Tally up the lines below containing the string "numbers", then write the number alone.

(THE INPUT Opens)

PR #479, opened 2017-01-16
Add "incognito" fava-option to hide digits

aumayr:
Follow-up to PR #457, see discussion there.

### DIFF
--- a/fava/application.py
+++ b/fava/application.py
@@ -159,16 +159,19 @@ def _perform_global_filters():
         g.filters[exception.filter_type] = None
         flash(str(exception))
 
+
 @app.after_request
 def _incognito(response):
     """Replace all numbers with 'X'."""
     if (g.ledger.fava_options['incognito'] and
-       response.content_type.startswith('text/html') and
-       not (request.endpoint == 'report' and
-            request.view_args['report_name'] == 'editor')):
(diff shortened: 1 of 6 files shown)


aumayr:
This does not implement a command line option when starting Fava, as I do not know how to elegantly pass the option from `cli.py` to the app object.

fava/application.py
```diff
@@ -159,6 +160,19 @@ def _perform_global_filters():
         flash(str(exception))
 
 
+@app.after_request
+def _incognito(response):
+    """Replace all numbers with 'X'."""
+    if (g.ledger.fava_options['incognito'] and
```
yagebu: this shouldn't fail if `g.ledger` doesn't exist

yagebu:
A test would be nice

tests/test_application.py
```diff
@@ -76,3 +76,14 @@ def test_jump_handler(app, test_client, referer, jump_link, expect):
             expect)
         assert result.status_code == 302
         assert get_url == expect_url
+
+
+def test_incognito(app, test_client):
+    with app.test_request_context():
+        app.preprocess_request()
+        flask.g.ledger.fava_options['incognito'] = True
```
yagebu: This should probably be reset after this test as the ledger object will be shared between tests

(THE INPUT Closes)

#### [TASK RESPONSE]
2